PR #195, opened 2023-05-10
Add C. tropicalis

vlagrassa:
Minor update -- most changes are on GCP.

### DIFF
--- a/src/modules/site-v2/base/views/tools/pairwise_indel_finder.py
+++ b/src/modules/site-v2/base/views/tools/pairwise_indel_finder.py
@@ -58,6 +58,12 @@ def results_columns():
     },
   ]
 
+def try_get_sv_strains(species):
+  try:
+    return get_sv_strains(species)
+  except:
+    return []
+
 
 ## Data Endpoints
 
@@ -88,7 +94,7 @@ def get_tracks():
 @jwt_required()
 def get_strains():
   return jsonify({
-    species: get_sv_strains( species ) for species in SPECIES_LIST.keys()
+    species: try_get_sv_strains( species ) for species in SPECIES_LIST.keys()
   })
 
 
--- a/src/pkg/caendr/caendr/services/sql/etl/strains.py
+++ b/src/pkg/caendr/caendr/services/sql/etl/strains.py
@@ -7,15 +7,15 @@ from caendr.services.cloud.secret import get_secret
 from caendr.models.sql import Strain
 
 ANDERSEN_LAB_STRAIN_SHEETS = [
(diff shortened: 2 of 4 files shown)


src/modules/site-v2/base/views/tools/pairwise_indel_finder.py
```diff
@@ -58,6 +58,12 @@ def results_columns():
     },
   ]
 
+def try_get_sv_strains(species):
+  try:
+    return get_sv_strains(species)
+  except:
+    return []
```
r-vieira, line 65: @vlagrassa -- we prefer avoiding silent errors. If appropriate, consider logging here that the species was not found. We can always use that data-point in the logs to troubleshoot issues.

src/pkg/caendr/caendr/services/sql/etl/strains.py
```diff
@@ -4,18 +4,21 @@
...
 from caendr.models.sql import Strain
 
+# Get list of Google Sheet IDs for each species
+# Expects secret names with prefix "ANDERSEN_LAB_STRAIN_SHEET_"
+# and species ID in all caps
 ANDERSEN_LAB_STRAIN_SHEETS = [
-  get_secret('ANDERSEN_LAB_STRAIN_SHEET'),            # elegans
-  get_secret('ANDERSEN_LAB_STRAIN_SHEET_C_BRIGGSAE'), # briggsae
-  # tropicalis
+  get_secret(f'ANDERSEN_LAB_STRAIN_SHEET_{species_name.upper()}')
```
r-vieira, line 14: @vlagrassa we should have a list of 'allowed' species names that can be read from the ENV (i.e. validate the species name before looking it up).

r-vieira (changes requested):
Looks good -- see note about validating the species name before looking in ENV

src/pkg/caendr/caendr/services/sql/etl/strains.py
vlagrassa: Normally I'd check that by making sure the `species_name` is in `SPECIES_LIST`, but here I'm generating it from the species list itself.  Should I check to make sure the env var exists before trying to get it, maybe?

Alternatively, I could go back to hard-coding the secret names.  It might not make sense to generate them dynamically, now that I think about it.

src/modules/site-v2/base/views/tools/pairwise_indel_finder.py
vlagrassa: Fixed in 6c8c326d22b50ff43e749d8a3519d88249b796ae

PR #196, opened 2023-05-10
Fix heritability reports

vlagrassa:
- Minor updates to reports page so it still displays even with missing data
- Revert to accepting any trait name as second column header (in input data)


src/modules/site-v2/base/views/tools/heritability_calculator.py
```diff
@@ -239,7 +239,7 @@ def report(id):
     ready = True
 
   # If report hasn't finished computing yet, display a waiting page
-  except UnfinishedReportError:
+  except UnfinishedReportError as ex:
     data, result = ex.data, None
```
r-vieira: @vlagrassa is there a less convoluted way (non-exception-based) way of passing data to the frontend in this code path?

r-vieira (approved):
Looks good -- see inline comment about populating the data from the exception.

src/modules/site-v2/base/views/tools/heritability_calculator.py
vlagrassa: Fixed in e67d52b0afcffaa16bb95778160f86fb855e7fde.  Waiting on PR to figure out empty Indel Finder results.

r-vieira (approved):
looks good!

PR #197, opened 2023-05-10
Manage user ownership with UserOwnedEntity class

vlagrassa:
Moves logic for Entity with user field to a new superclass, `UserOwnedEntity`.  This class looks up name & email based on the associated user ID, and briefly caches User objects.

NOTE: I've set the cache age for 1 hour.  The primary goal of the cache is to handle the report lists with a single lookup for each unique user -- otherwise, every job would look up the same few user objects in rapid succession.


src/modules/site-v2/templates/admin/profile/list.html
```diff
@@ -26,7 +26,7 @@
             <td> {{ profile['first_name'] }} </td>
             <td> {{ profile['org'] }} </td>
             <td> {{ profile['email'] }} </td>
-            <td> {{ profile['prof_roles'] }} </td>
+            <td> {% for role in profile['prof_roles'] %}{{ role.code }}{% if loop.revindex0 > 0 %}, {% endif %}{% endfor %} </td>
```
r-vieira, line 29: props on using `loop.revindex0`!

r-vieira (approved):
Looks good!

PR #201, opened 2023-05-10
Feature/new design fullscreen

natalieroman:
Added the "view fullscreen" functionality to tools


src/modules/site-v2/templates/tools/genome_browser/gbrowser.html
```diff
@@ -443,8 +452,32 @@ <h1 class="modal-title fs-5" id="infoModalLabel">Track Information</h1>
   return genotype_set.filter( gt => gt['GT'] == genotype_val ).map( gt_label ).join(" ");
 }
 
+// Open and Close Fullscreen Buttons
+var fullscreenBrowser = document.getElementById("browser");
```
r-vieira, line 456: Note: use `let` or `const` instead of `var` when writing new code.

r-vieira (approved):
approved!

PR #206, opened 2023-05-16
Remove obsolete Gene Browser Tracks module

vlagrassa:
Old gene_browser_tracks module is deprecated and will be removed.

Separately, admin page needs a new Gene Browser Tracks page to manage the list of tracks. Updated existing endpoint to display the existing template with no data, so we can fill in the new page needs later.


r-vieira (approved):
looks good!

PR #208, opened 2023-05-19
Disable new species in Heritability dropdown

vlagrassa:


src/modules/site-v2/base/forms/forms.py
```diff
@@ -87,8 +88,11 @@ class FileUploadForm(FlaskForm):
   label = StringField('Description:', validators=[Required(message='You must include a description of your data.')])
   file = FileField('Select file:', render_kw={'accept': '.tsv'})
 
-class HeritabilityForm(FileUploadForm):
-  pass
+# class HeritabilityForm(FileUploadForm):
+class HeritabilityForm(FlaskForm):
+  species = SpeciesSelectField(exclude_species=['c_briggsae', 'c_tropicalis'])
```
r-vieira, line 93: minor enhancement -- we should use class enums for these string literals whenever possible. (eg: Species.BRIGGSAE)

r-vieira (approved):
Looks good

PR #213, opened 2023-05-22
Fix/alerts

natalieroman:
Added a close button to alerts so the user can dismiss them. Added alerts about orders not shipping until fall 2023 to the "Request Strains" landing page and the "Strain Catalog" page. Re-did "request strains" template using bootstrap because custom CSS was causing the alert to look strange.


r-vieira (approved):
looks good!

PR #416, opened 2023-11-29
Rework ETL Pipeline (prep work for SQL PhenotypeDB)

vlagrassa:
Splitting the larger branch into two sections:
1) Reworking the SQL ETL pipeline, with an eye toward adding a PhenotypeDB table (this PR)
2) Adding a config object & parsing functions for the PhenotypeDB table (incoming)

This PR is largely me paying off my technical debt, now that I have a better understanding of all the systems at play.  Large parts of the ETL pipeline were overly complicated and/or based on project parameters that have changed (e.g. downloading external files from WormBase directly).

Highlights:
- Updating another blob function (`download_blob_to_file` this time):
  - Variadic `*path`, like the get/check functions
  - Uses Werkzeug's `secure_filename` on the destination filename
  - Updates all places where this function is used (incl. the Indel Primer module -- will want to test thoroughly)
- Uses `os.path.join` where appropriate, instead of direct concatenation w `'/'`
- Starts to build out different types of `local_file` objects:
  - Existing `LocalFile` rebranded as `LocalUploadFile`, to manage a file upload from Flask
  - New `LocalDatastoreFile` class manages downloading/caching a file from GCP (for db table source files)
  - Start on `ForeignResourceWatcher` abstract base class (originally `SpeciesDict`) to manage the same datastore file "template" across the different species
- Handle ETL operations (drop, create, populate) in `ETLManager`
  - Removes old `DatasetManager` class, since tracking/downloading non-local resources is now handled by `LocalDatastoreFile` objects
- New `TableConfig` class with global objects representing each table
  - Track the list of resources to download + parsing function
  - Used directly in db operations preflight check to make sure all resources exist
  - Unifies `Strain` table with the other tables

PR #418, opened 2023-12-05
SQL PhenotypeDB

vlagrassa:
Note: Marking as draft until #416 is merged. Once merged, the changes in this branch should only be the ones outlined below.

--

Joint effort with @orzut :)

Highlights:
- Add support for `PhenotypeDB` table:
  - Multiple parsing functions (bulk files like Zhang vs. single files)
  - `TableConfig` object
  - Updated type annotations
  - `DbOp` support (can run as a job)
- Add new `ParseConfig` class used by existing `TableConfig` -- allows one table to use different parsing functions on different files when building
- Rework `ForeignResource` template class
  - Separate `ForeignResource` and `ForeignResourceTemplate`
  - Bring fetching / building / etc under one interface (for datastore files & Google Sheets)
- Add explicit `RELOAD_FILES` env var


.vscode/launch.json
```diff
@@ -54,12 +55,12 @@
                 "ENV": "main",
                 "FLASK_APP": "main.py",
                 "FLASK_ENV": "development",
-                "MODULE_DB_OPERATIONS_CONNECTION_TYPE": "localhost",
-                // "MODULE_DB_OPERATIONS_CONNECTION_TYPE": "file",
-                // "MODULE_DB_OPERATIONS_CONNECTION_FILE": "${workspaceFolder}/temp/local.db",
+                // "MODULE_DB_OPERATIONS_CONNECTION_TYPE": "localhost",
```
r-vieira, line 58: as part of ongoing/persistent documentation, we should keep a comment in this file that tracks all the possible values for the connection type: // Supported values: 'localhost', 'file', ...

r-vieira (approved):
looks good!

.vscode/launch.json
vlagrassa: Added in bbb849ad1453a92d84a27952f66e11f831ca1014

++++++++

**WHAT THE TASK REQUIRES:** In the records above, find the line with "This PR is largely"; write out exactly that line and each one after it, stopping after the line with "upload from Flask".

**FINISHED TASK:**
This PR is largely me paying off my technical debt, now that I have a better understanding of all the systems at play.  Large parts of the ETL pipeline were overly complicated and/or based on project parameters that have changed (e.g. downloading external files from WormBase directly).

Highlights:
- Updating another blob function (`download_blob_to_file` this time):
  - Variadic `*path`, like the get/check functions
  - Uses Werkzeug's `secure_filename` on the destination filename
  - Updates all places where this function is used (incl. the Indel Primer module -- will want to test thoroughly)
- Uses `os.path.join` where appropriate, instead of direct concatenation w `'/'`
- Starts to build out different types of `local_file` objects:
  - Existing `LocalFile` rebranded as `LocalUploadFile`, to manage a file upload from Flask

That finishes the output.